- Exercise directions
Can you write out the whole listing exactly?

<<<<

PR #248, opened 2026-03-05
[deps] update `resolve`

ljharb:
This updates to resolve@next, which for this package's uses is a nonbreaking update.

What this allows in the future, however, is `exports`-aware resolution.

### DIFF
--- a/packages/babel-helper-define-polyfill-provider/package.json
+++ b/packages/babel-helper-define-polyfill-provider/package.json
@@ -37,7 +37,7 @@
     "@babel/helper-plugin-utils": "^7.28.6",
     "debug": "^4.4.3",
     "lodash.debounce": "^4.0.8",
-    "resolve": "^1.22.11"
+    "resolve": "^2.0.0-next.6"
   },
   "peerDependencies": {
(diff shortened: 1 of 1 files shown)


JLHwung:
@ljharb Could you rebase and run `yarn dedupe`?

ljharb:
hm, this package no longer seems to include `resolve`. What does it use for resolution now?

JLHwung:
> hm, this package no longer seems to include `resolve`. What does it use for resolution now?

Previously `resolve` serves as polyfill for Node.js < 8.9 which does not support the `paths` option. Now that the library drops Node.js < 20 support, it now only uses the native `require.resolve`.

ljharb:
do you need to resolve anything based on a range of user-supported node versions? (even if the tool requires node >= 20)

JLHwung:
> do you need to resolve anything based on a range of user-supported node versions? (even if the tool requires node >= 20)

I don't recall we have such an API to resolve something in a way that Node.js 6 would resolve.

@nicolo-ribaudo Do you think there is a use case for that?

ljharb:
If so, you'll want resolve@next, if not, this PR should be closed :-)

>>>>

- Written response
PR #248, opened 2026-03-05
[deps] update `resolve`

ljharb:
This updates to resolve@next, which for this package's uses is a nonbreaking update.

What this allows in the future, however, is `exports`-aware resolution.

### DIFF
--- a/packages/babel-helper-define-polyfill-provider/package.json
+++ b/packages/babel-helper-define-polyfill-provider/package.json
@@ -37,7 +37,7 @@
     "@babel/helper-plugin-utils": "^7.28.6",
     "debug": "^4.4.3",
     "lodash.debounce": "^4.0.8",
-    "resolve": "^1.22.11"
+    "resolve": "^2.0.0-next.6"
   },
   "peerDependencies": {
(diff shortened: 1 of 1 files shown)


JLHwung:
@ljharb Could you rebase and run `yarn dedupe`?

ljharb:
hm, this package no longer seems to include `resolve`. What does it use for resolution now?

JLHwung:
> hm, this package no longer seems to include `resolve`. What does it use for resolution now?

Previously `resolve` serves as polyfill for Node.js < 8.9 which does not support the `paths` option. Now that the library drops Node.js < 20 support, it now only uses the native `require.resolve`.

ljharb:
do you need to resolve anything based on a range of user-supported node versions? (even if the tool requires node >= 20)

JLHwung:
> do you need to resolve anything based on a range of user-supported node versions? (even if the tool requires node >= 20)

I don't recall we have such an API to resolve something in a way that Node.js 6 would resolve.

@nicolo-ribaudo Do you think there is a use case for that?

ljharb:
If so, you'll want resolve@next, if not, this PR should be closed :-)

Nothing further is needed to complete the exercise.